_Excerpts from a dataset_.
──────────

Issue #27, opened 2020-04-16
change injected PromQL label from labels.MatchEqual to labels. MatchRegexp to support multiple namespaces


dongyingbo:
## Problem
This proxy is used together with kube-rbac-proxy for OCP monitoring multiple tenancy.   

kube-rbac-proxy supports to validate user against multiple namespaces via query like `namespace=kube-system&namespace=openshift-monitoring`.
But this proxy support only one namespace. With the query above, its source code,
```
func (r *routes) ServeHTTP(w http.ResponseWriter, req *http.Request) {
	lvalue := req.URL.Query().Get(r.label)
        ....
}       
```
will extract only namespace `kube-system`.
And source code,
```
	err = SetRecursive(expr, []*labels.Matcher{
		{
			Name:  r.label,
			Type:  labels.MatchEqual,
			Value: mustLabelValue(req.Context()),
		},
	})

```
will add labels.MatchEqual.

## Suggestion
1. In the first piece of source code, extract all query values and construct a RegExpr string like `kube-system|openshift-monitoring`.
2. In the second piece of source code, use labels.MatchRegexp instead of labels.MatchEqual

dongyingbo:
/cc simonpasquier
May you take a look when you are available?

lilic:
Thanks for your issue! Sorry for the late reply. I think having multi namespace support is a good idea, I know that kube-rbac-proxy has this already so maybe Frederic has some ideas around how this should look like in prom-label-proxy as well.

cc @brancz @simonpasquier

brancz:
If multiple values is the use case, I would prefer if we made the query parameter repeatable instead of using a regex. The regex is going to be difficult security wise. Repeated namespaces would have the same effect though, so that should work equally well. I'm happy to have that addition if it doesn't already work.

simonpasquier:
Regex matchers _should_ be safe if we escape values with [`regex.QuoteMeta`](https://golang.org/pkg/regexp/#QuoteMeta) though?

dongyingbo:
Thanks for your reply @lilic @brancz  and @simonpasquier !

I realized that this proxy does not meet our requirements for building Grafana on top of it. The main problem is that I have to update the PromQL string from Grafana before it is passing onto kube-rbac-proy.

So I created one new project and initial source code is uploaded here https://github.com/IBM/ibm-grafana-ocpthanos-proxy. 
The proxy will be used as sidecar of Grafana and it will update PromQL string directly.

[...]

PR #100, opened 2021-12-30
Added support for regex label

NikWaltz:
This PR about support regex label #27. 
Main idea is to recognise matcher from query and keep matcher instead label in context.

──────────

_Exercise requirements_.
Copy out every line from the data above in which the word "lilic" occurs.

_Written answer_.
lilic:
Thanks for your reply @lilic @brancz  and @simonpasquier !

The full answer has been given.